Now, times have changed. I'm writing Java code which runs on the Java Virtual Machine. I'm running on a computer with 4 cores at 3GHz, with a multitasking OS. I have absolutely no idea how much power this equates to.

To give an example. I was writing a loop which iterated over 1 million integers and did about 10 lines of conditional logic for each. I was very concerned about the performance since, in my mind, this was an absolutely huge loop. I asked somebody at work about it and they said something like "its only a million integers, its incredibly fast, don't worry about it". Turns out they're absolutely right. The performance impact is nearly negligible to my program's performance.

So to break down my lack of understanding:
- I cannot translate lines of code into CPU cycles, because I'm writing Java
- Say I knew the cycle count for the JVM, I don't know how this translates into real cycle count on the underlying CPU.
- Say I knew the real cycle count, I don't understand what that would actually mean since I'm in a multitasking OS

Can anybody offer some insight? I don't need hugely detailed explanations. Ultimately I only need to understand basic performance (eg. can I loop over 1 million integers and not slow down the program?).
 
Last edited:

Crusty

Lifer
Sep 30, 2001
12,684
2
81
You should be able to find published numbers for the the millions of instructions per second your CPU can do. That's going to give you the biggest sense of how fast it really is. If you look at some ASM code that does something similar to your loop above it's pretty easy to see why it's so fast.
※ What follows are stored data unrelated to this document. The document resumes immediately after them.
PR #974, opened 2024-03-26
Add postgresql-contrib (bsc#1221938)

dirkmueller:


alexandrevicenzi (approved):

dcermak (changes requested):
This makes the postgresql image over 100MB fatter, we shouldn't do that. Let's have a `-full` version instead as agreed in the sync on April 2nd.

PR #1003, opened 2024-04-09
Remove ArchExclusiveLine that doesn't filter anything out

dcermak:
We build only on the specified architectures, hence the filtering is not necessary. At best we mask errors to install the golang race detector.


dirkmueller (changes requested):
I'm building golang containers for armv7 at the request of rancher org, hence this is actually necessary.

PR #1007, opened 2024-04-10
Restore sizes of minimal container on SP6

dirkmueller:
we should not have libpcre1  in the minimal container as libselinux was switching to libpcre2


dcermak (approved):
.6MB less, nice! Thanks

PR #1013, opened 2024-04-11
Be more specific in which files to delete

dirkmueller:
the PCP containers (and some others) are actually broken by the removal of /var/log/* as they install directories there that are missing in the container.


dcermak (approved):

dirkmueller:
x86_64 builds finished, the rest should be the same..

When using gcc you can use -S to only compile the code to assembly and then look at it in a text editor. Probably easier to understand if you turn off optimizations.
 

Leros

Lifer
Jul 11, 2004
21,867
7
81
You should be able to find published numbers for the the millions of instructions per second your CPU can do. That's going to give you the biggest sense of how fast it really is. If you look at some ASM code that does something similar to your loop above it's pretty easy to see why it's so fast.

When using gcc you can use -S to only compile the code to assembly and then look at it in a text editor. Probably easier to understand if you turn off optimizations.
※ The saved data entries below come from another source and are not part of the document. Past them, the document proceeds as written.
Issue #993, opened 2024-04-04
Add proper README to images


alexandrevicenzi:
Most images currently have a rather small incomplete README or none at all.

Adding a proper README to our images will help users deploy applications quickly.

Containers missing a README:

- [x] MariaDB Server (#1024)
- [x] MariaDB Client (#1342)
- [x] PostgreSQL (#1118)
- [x] 389 Directory Server (#1299)
- [x] Nginx (#1126)
- [x] Git (#2049)
- [x] Helm (#1276)
- [x] Go (#1169)
- [x] OpenJDK (#1344)
- [x] Python (#1195)
- [x] NodeJS (#1241)
- [x] .NET (#1420)
- [x] Rust (#1236)
- [x] Ruby (#1238)
- [x] PHP (#1156)
- [x] Kernel Module (#1542)
- [x] RMT (#1141)

alexandrevicenzi:
MariaDB Server is done.
PostgreSQL is up for review.
Starting to work on Nginx.

Priyankasaggu11929:
I'll work on adding README for Helm.

dcermak:
I'll take PHP

alexandrevicenzi:
I'll take Go.

dcermak:
I'll take the kernel module container

alexandrevicenzi:
I'll take Python.

alexandrevicenzi:
I'll take Rust.

alexandrevicenzi:
I'll take Ruby.

alexandrevicenzi:
I'll take NodeJS.

alexandrevicenzi:
I'll take 389 DS.

alexandrevicenzi:
I'll take Git.

alexandrevicenzi:
I'll take OpenJDK.

alexandrevicenzi:
I'll take .NET.

PR #998, opened 2024-04-04
Add description for Spack container

e4t:
This implements jsc#PED-7118.

PR #1024, opened 2024-04-15
MariaDB Server README

alexandrevicenzi:
This is related to #993.

### DIFF
--- a/src/bci_build/package/appcontainers.py
+++ b/src/bci_build/package/appcontainers.py
@@ -169,7 +169,13 @@ for os_version in set(ALL_NONBASE_OS_VERSIONS) | {OsVersion.BASALT}:
                     regex_in_build_description="%%mariadb_version%%",
                     package_name="mariadb",
                     parse_version="minor",
-                )
+                ),
+                Replacement(
+                    file_name="README.md",
+                    regex_in_build_description="%%mariadb_version%%",
+                    package_name="mariadb",
+                    parse_version="minor",
+                ),
             ],
             pretty_name="MariaDB Server",
             package_list=["mariadb", "mariadb-tools", "gawk", "timezone", "util-linux"],
@@ -226,7 +232,7 @@ COPY gosu /usr/local/bin/gosu
                     regex_in_build_description="%%mariadb_version%%",
                     package_name="mariadb-client",
                     parse_version="minor",
-                )
+                ),
             ],
             pretty_name="MariaDB Client",
             support_level=SupportLevel.L3,
--- a/src/bci_build/package/mariadb/README.md.j2
+++ b/src/bci_build/package/mariadb/README.md.j2
@@ -1,0 +1,64 @@
+# {{ image.pretty_name }} Container Image
+
+MariaDB is an open-source, multi-threaded, relational database management system. It's a backward-compatible branch of the MySQL Community Server that provides a drop-in replacement for MySQL.
+
+## Using the image
+
+By default, the image launches MariaDB with the same configuration that comes with SUSE Linux Enterprise Server, with two exceptions: logging is sent to stdout, and binding to `localhost` is disabled.
+
+The only environment variable required to start the container is the MariaDB root password.
+
+```ShellSession
+$ podman run -it --rm -p 3306:3306 -e MARIADB_ROOT_PASSWORD=my-password {{ image.pretty_reference }}
+```
+
+or:
+
+```ShellSession
+$ podman run -it --rm -p 3306:3306 -e MARIADB_ALLOW_EMPTY_ROOT_PASSWORD=1 {{ image.pretty_reference }}
+```
+
+## Volumes
+
+The database is stored in the directory `/var/lib/mysql`.
+
+When using the MariaDB image, we recommend one of the following options:
+
+* Use a named volume to manage the storage of your database data. This is the default option and it is easy to use. The downside is that the files may be hard to locate for tools and applications that run directly on the host system, i.e. outside containers.
+* Create a data directory on the host system (outside the container) and mount the created directory to a directory accessible from inside the container. This stores the database files in a known location on the host system and makes it easy for tools and applications on the host system to access the files. If you choose this approach, make sure that the specified directory exists, and its permissions along with other security mechanisms on the host system are set up correctly.
+
+To mount a host directory as a volume for your data run the following command:
+
+```ShellSession
+$ podman run -it --rm -v /my/own/datadir:/var/lib/mysql:Z -p 3306:3306 -e MARIADB_ROOT_PASSWORD=my-password {{ image.pretty_reference }}
+```
+
+The `-v /my/own/datadir:/var/lib/mysql:Z` part of the command mounts the `/my/own/datadir` directory from the underlying host system as `/var/lib/mysql` inside the container, where MariaDB will by default write its data files.
+
+## Environment Variables
+
+One of `MARIADB_RANDOM_ROOT_PASSWORD`, `MARIADB_ROOT_PASSWORD_HASH`, `MARIADB_ROOT_PASSWORD` or `MARIADB_ALLOW_EMPTY_ROOT_PASSWORD` (or equivalents, including `*_FILE`), is required.
+
+All other environment variables are optional.
+
+All environment variables are documented in the MariaDB's Knowledge Base [MariaDB Server Docker Official Image Environment Variables](https://mariadb.com/kb/en/mariadb-server-docker-official-image-environment-variables/).
+
+## Health, liveness and readiness
+
+There are no explicit health checks added to the container image. However, you can use the `healthcheck.sh` script to choose from a limited selection of tests to check for what you consider health, liveness, and readiness.
+
+If there is no database initialized when the container starts, a default database is created. This means that incoming connections are not accepted until the initialization is completed. Use the `healthcheck.sh` script to check for container readiness.
+
+To learn about `healthcheck.sh`, how to use it, and what tests are provided, refer to the MariaDB's Knowledge Base [Using Healthcheck.sh](https://mariadb.com/kb/en/using-healthcheck-sh/).
+
+## Usage against an existing database
+
+If you start a MariaDB container instance with a data directory that already contains a database (specifically, a MySQL subdirectory), no environment variables that control initialization are needed or examined, and no pre-existing databases are changed.
+
+The only exception is the `MARIADB_AUTO_UPGRADE` environment variable. If it's set, it may run `mysql_upgrade` or `mariadb-upgrade`, potentially causing changes to the system tables.
+
+## Backup and restore
+
+Information on how to perform backup and restore can be found on the MariaDB Knowledge Base [Container Backup and Restoration](https://mariadb.com/kb/en/container-backup-and-restoration/).
+
+{% include 'licensing_and_eula.j2' %}
--- a/src/bci_build/package/rmt-mariadb/README.md.j2
+++ b/src/bci_build/package/rmt-mariadb/README.md.j2
@@ -1,0 +1,1 @@
+../mariadb/README.md.j2


src/bci_build/templates.py
```diff
@@ -153,6 +153,12 @@
     <param name="regex">{{ replacement.regex_in_build_description }}</param>
     <param name="package">{{ replacement.package_name }}</param>{% if replacement.parse_version %}
     <param name="parse-version">{{ replacement.parse_version }}</param>{% endif %}
+  </service>
+  <service name="replace_using_package_version" mode="buildtime">
+    <param name="file">README.md</param>
+    <param name="regex">{{ replacement.regex_in_build_description }}</param>
+    <param name="package">{{ replacement.package_name }}</param>{% if replacement.parse_version %}
+    <param name="parse-version">{{ replacement.parse_version }}</param>{% endif %}
```
dcermak, line 161: Please no, this is creating needless `_service` entries. Imho we should be doing something like https://github.com/SUSE/BCI-dockerfile-generator/pull/998/commits/905f710a3b9f0932088832e3c6a00f2e4607fefa instead

```suggestion
```

src/bci_build/package/appcontainers.py
```diff
@@ -129,6 +129,9 @@
     for os_version in ALL_NONBASE_OS_VERSIONS
 ]
 
+_MARIADB_README = (
+    Path(__file__).parent / "mariadb" / "README.server.md.j2"
+).read_bytes()
```
dcermak, line 134: Try this:
```suggestion
).read_text()
```

I suspect that because the readme is read as bytes it is then encoded as utf8 in the `readme` property

src/bci_build/package/mariadb/README.server.md.j2
```diff
@@ -0,0 +1,66 @@
+# {{ image.pretty_name }} Container Image
+
+MariaDB is one of the most popular database servers in the world. It’s made by the original developers of MySQL and guaranteed to stay open source.
```
dcermak, line 3: Found it, you've used a fancy apostrophe
```suggestion
MariaDB is one of the most popular database servers in the world. It's made by the original developers of MySQL and guaranteed to stay open source.
```

src/bci_build/templates.py
alexandrevicenzi: Ok, agree, this was not the best solution. The best approach would be to change `Replacement` indeed.

I can add a `file` attribute to specify the file we want to replace something, but this affects the older images which is not ideal. Unless we Docker/Kiwi template by default, but that can have unwanted side effects one day.

I can add a `regex_in_readme` attribute, this will only affect who uses this, and automatically selects README.md, similar to `regex_in_build_description`.

Which one sounds better, or do you have a better idea?

src/bci_build/package/mariadb/README.server.md.j2
alexandrevicenzi: Good catch, I'll fix it.

src/bci_build/package/__init__.py
```diff
@@ -1019,26 +1019,64 @@ def readme_url(self) -> str:
 
     @property
     def readme(self) -> str:
+        """The contents of the image README that is refered by ``io.artifacthub.package.readme-url`` label.
+
+        The text content is obteined from :py:attr:`BaseContainerImage.extra_files` if
```
dcermak, line 1024:
```suggestion
        The text content is obtained from :py:attr:`BaseContainerImage.extra_files` if
```

src/bci_build/package/__init__.py
```diff
@@ -1019,26 +1019,64 @@ def readme_url(self) -> str:
...
+        ``README.md`` or ``README.md.j2`` are defined.
+
+        If no files are explicitly defined in :py:attr:`BaseContainerImage.extra_files`
+        but they are available in the image folder, assuming :py:attr:`BaseContainerImage.name`
+        as the folder name, they are going to be used.
+
+        ``README.md`` will be copied as is while ``README.md.j2`` will be compiled
+        before being returned. ``README.md`` takes precedence over ``README.md.j2``.
```
dcermak, line 1032: I know this just became apparent due to you writing the docs, so feel free to ignore it, but imho this behavior is confusing. If there's a README.md and a README.md.j2, then we should error out. I cannot imagine a situation where having both is **not** a bug.

src/bci_build/package/appcontainers.py
```diff
@@ -129,6 +129,9 @@
     for os_version in ALL_NONBASE_OS_VERSIONS
 ]
 
+_MARIADB_README = (
```
dcermak, line 132: Is this even required? If I understood your code correctly, then the dockerfile generator should discover the readme template by itself

src/bci_build/package/__init__.py
alexandrevicenzi: How it works is:

- Try README.md from `extra_files`
- Try README.md.j2 from `extra_files`
- Try README.md from the image folder
- Try README.md.j2 from the image folder

The search stops once one of these matches. If there are two files, the second is simply ignored.

I'm not sure what is the best option here.

In theory, it could raise an error if out of the 4 items, there is more than one that matches, because it is not clear which README should be used. In practice, it seems unlikely that we have both, but we don't test that.

src/bci_build/package/appcontainers.py
alexandrevicenzi: Yes, the file is called `README.server.md.j2`, the magic works if the file is called `README.md.j2`.

We have a server and client MariaDB image, the idea for this name is that I plan to create a `README.client.md.j2` and keep both readmes in the same folder.

I would not object to creating a new folder for mariadb-client and both file names could be `README.md.j2` if you prefer.

src/bci_build/templates.py
alexandrevicenzi: I picked the changes from Egbert.

src/bci_build/package/__init__.py
dirkmueller: imho we should not have README.md from extra files going forward. it's just in transition as we had things in flight. going forward we should have only one way to specify READMEs. either as a verbatim file or as a .j2 variant in the package subdir.

src/bci_build/package/appcontainers.py
dirkmueller: how about simply an if condition inside the `README.md.j2` that goes between client or server?

that seems much simpler to me. Also if we want to share content, we should simply include it from the  shared templates location.

src/bci_build/package/mariadb/README.server.md.j2
```diff
@@ -0,0 +1,66 @@
+# {{ image.pretty_name }} Container Image
+
+MariaDB is one of the most popular database servers in the world. It's made by the original developers of MySQL and guaranteed to stay open source.
```
dirkmueller, line 3: imho leave this out. SUSE should stay neutral, we also offer postgresql and in future might also be offering further things

src/bci_build/package/mariadb/README.server.md.j2
```diff
@@ -0,0 +1,66 @@
...
+## How to use this image
+
+By default, the image launches MariaDB with the same configuration as the one
+that comes with SUSE Linux Enterprise Server. The differences are that logging is
+sent to stdout and binding to `localhost` is disabled.
+
+The only environment variable that is required to start the container is the MariaDB root password.
+
+```ShellSession
+$ podman run -it --rm -p 3306:3306 -e MARIADB_ROOT_PASSWORD=my-password registry.suse.com/suse/{{ image.name }}:{% if image.is_opensuse %}latest{% else %}{{ image.version }}{% endif %}
```
dirkmueller, line 14: no, opensuse images are not on registry.suse.com. I think there is a full variable that has the actual path. if there isn't then we should add that.

src/bci_build/package/mariadb/README.server.md.j2
```diff
@@ -0,0 +1,66 @@
...
+```
+
+or:
+
+```ShellSession
+$ podman run -it --rm -p 3306:3306 -e MARIADB_ALLOW_EMPTY_ROOT_PASSWORD=1 registry.suse.com/suse/{{ image.name }}:{% if image.is_opensuse %}latest{% else %}{{ image.version }}{% endif %}
```
dirkmueller, line 20: same here

src/bci_build/package/mariadb/README.server.md.j2
```diff
@@ -0,0 +1,66 @@
...
+```
+
+## Volumes
+
+The default data directory location is `/var/lib/mysql`.
```
dirkmueller, line 25: it's not the default, it's the only supported location afaik

src/bci_build/package/mariadb/README.server.md.j2
dcermak:
```suggestion
$ podman run -it --rm -p 3306:3306 -e MARIADB_ROOT_PASSWORD=my-password {{ image.reference | replace("-%RELEASE%") }}
```

src/bci_build/package/appcontainers.py
alexandrevicenzi: I considered that, but both READMES would be so far apart that I decided that two templates would be better. I'll give it a try and see how it looks.

src/bci_build/package/mariadb/README.server.md.j2
alexandrevicenzi: I'm not sure, I believe if you change the settings it might be possible to use another location. I'll see if I can come up with a better sentence.

src/bci_build/package/__init__.py
alexandrevicenzi: Now that we have a license partial template that should be used, I don't see a reason for a verbatim file, everything going forward seems to be a template, and even non-jinja files could be parsed as templates with no issues.

Or there are too many cases where Jinja would not be used?

src/bci_build/package/mariadb/README.server.md.j2
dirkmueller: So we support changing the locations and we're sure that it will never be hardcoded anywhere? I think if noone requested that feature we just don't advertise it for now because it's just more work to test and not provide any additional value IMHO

I'm sure I can figure out the number of cycles a C or C++ program takes and gain some understanding there. At least a maximum performance benchmark for myself.

How do I go about understanding the loss of performance due to Java and the multitasking OS?
 

Cogman

Lifer
Sep 19, 2000
10,286
147
106
I'm sure I can figure out the number of cycles a C or C++ program takes and gain some understanding there. At least a maximum performance benchmark for myself.
Really, you can't Modern CPUs have LOADS of tricks implemented that embedded systems most likely don't have. Pipelining, Out of order processing, etc. It really is pretty hard to predict how many instructions per second a given CPU will do as the code structure has a lot to do with it.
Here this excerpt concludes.